Segment Start: Task input

PR #17262, opened 2025-02-28
[Test Gap][decap][t0] Add testcase to verify the decap rules are working before and after warm-reboot

ryanzhu706:
### Description of PR
Test Gap Description
No testcase to validate the decap rules are created/working as expected after warm-reboot.

Note: This particular test case can be covered in dedicated upgrade path test.

Test Plan
verify the decap rules are present and IPinIP traffic could be decapsulated before warm reboot
warm reboot to a newer version
verify the decap rules are present and IPinIP traffic could be decapsulated after warm reboot

Summary:
Fixes # (issue)

### Type of change

- [ ] Bug fix
- [x] New Test case
- [ ] Test case improvement

### Back port request
- [ ] 202012
- [ ] 202205
- [ ] 202305
- [ ] 202311
- [ ] 202405
- [ ] 202411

Segment End: Task input

• _Work instructions_
Which lines of the data include the string "working"? Find them and copy each one.

• _Exercise result_
[Test Gap][decap][t0] Add testcase to verify the decap rules are working before and after warm-reboot
No testcase to validate the decap rules are created/working as expected after warm-reboot.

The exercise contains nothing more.